PR #3027, opened 2023-08-16
Avoid unnecessary Vec resize.

ttsugriy:
If `size > 0` current implementation will first create an empty vec and then push an element into it, which will cause a resize that can be easily avoided.

It's obviously not a big deal, but this also gets rid of `mut` local variable.

### DIFF
--- a/src/range_map.rs
+++ b/src/range_map.rs
@@ -27,11 +27,8 @@ impl<T> RangeMap<T> {
     #[inline(always)]
     pub fn new(size: Size, init: T) -> RangeMap<T> {
         let size = size.bytes();
-        let mut map = RangeMap { v: Vec::new() };
-        if size > 0 {
-            map.v.push(Elem { range: 0..size, data: init });
-        }
-        map
+        let v = if size > 0 { vec![Elem { range: 0..size, data: init }] } else { Vec::new() };
+        RangeMap { v }
     }
 
     /// Finds the index containing the given offset.


RalfJung:
`Vec::new` is completely free, so the old code isn't resizing either. It is just creating a new allocation in the `size > 0` case.

I like avoiding the `mut`, but this expression is getting a bit big. Can you let-bind the initial vector?

RalfJung:
> that's not entirely true and instead of arguing I'll just drop the [benchmark](https://gist.github.com/ttsugriy/5b4d3c3ea18bbd95371b8711bfb6f4e3) results below:

Hm, interesting. I'm a bit worried that the allocations are optimized away entirely, can you `drop(hint::black_box(v))` to make sure that does not happen?

> sorry, I'm not sure I understand. Are you suggesting something like

Yes.

ttsugriy:
> > that's not entirely true and instead of arguing I'll just drop the [benchmark](https://gist.github.com/ttsugriy/5b4d3c3ea18bbd95371b8711bfb6f4e3) results below:
> 
> Hm, interesting. I'm a bit worried that the allocations are optimized away entirely, can you `drop(hint::black_box(v))` to make sure that does not happen? Or does criterion do that automatically with the return value?

criterion does it automatically but it's even easier to understand the perf impact by looking at assembly for both versions side by side - https://godbolt.org/z/GoT4Kes5b

> > sorry, I'm not sure I understand. Are you suggesting something like
> 
> Yes.

I don't have a preference, so I've updated this PR with your suggestion :)

RalfJung:
Thanks! I highly doubt this will even be measurable in any Miri benchmark, but I like getting rid of the `mut`. :)

@bors r+

ttsugriy:
> Thanks! I highly doubt this will even be measurable in any Miri benchmark, but I like getting rid of the `mut`. :)

You are very welcome! I'm sure this change won't affect Miri's perf on the global scale, but since most of the code in the world is written by copy-pasting it's best to have more "better" examples :D

PR #3028, opened 2023-08-16
Replace hand-written binary search with Vec::binary_search_by.

ttsugriy:
It's similar to https://github.com/rust-lang/miri/pull/3021 and should improve maintainability.


RalfJung:
Makes sense, thanks!
@bors r+

PR #3030, opened 2023-08-16
on out-of-bounds error, show where the allocation was created

RalfJung:
This seems useful, I think?
r? @saethlin


saethlin:
I skimmed over a few examples of this diagnostic in the wild and I agree this will make them less mysterious. Also impressively little code to add this!

@bors r+

RalfJung:
> Also impressively little code to add this!

You did all the hard work. ;)

PR #3036, opened 2023-08-22
automatically start and stop josh in rustc-pull/push

RalfJung:
Let's make use of the fact that this is not a shell script any more. :)


oli-obk:
This is awesome! Thank you

PR #3046, opened 2023-08-31
Rustup

RalfJung:
also more ABI compat tests


RalfJung:
Ah, we're running into https://github.com/rust-lang/rust/issues/115404

@bors r+

PR #3047, opened 2023-08-31
update target support section

RalfJung:
The MIPS targets were demoted to tier 3, so let's recommend a different big-endian target.

Also instead of listing the targets we test individually, just say we test all tier 1 targets.

r? @rust-lang/miri


saethlin:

***

**What is being asked:** Match on "more": copy every line in the records that has it.

**Answer space:**
You are very welcome! I'm sure this change won't affect Miri's perf on the global scale, but since most of the code in the world is written by copy-pasting it's best to have more "better" examples :D
Let's make use of the fact that this is not a shell script any more. :)
also more ABI compat tests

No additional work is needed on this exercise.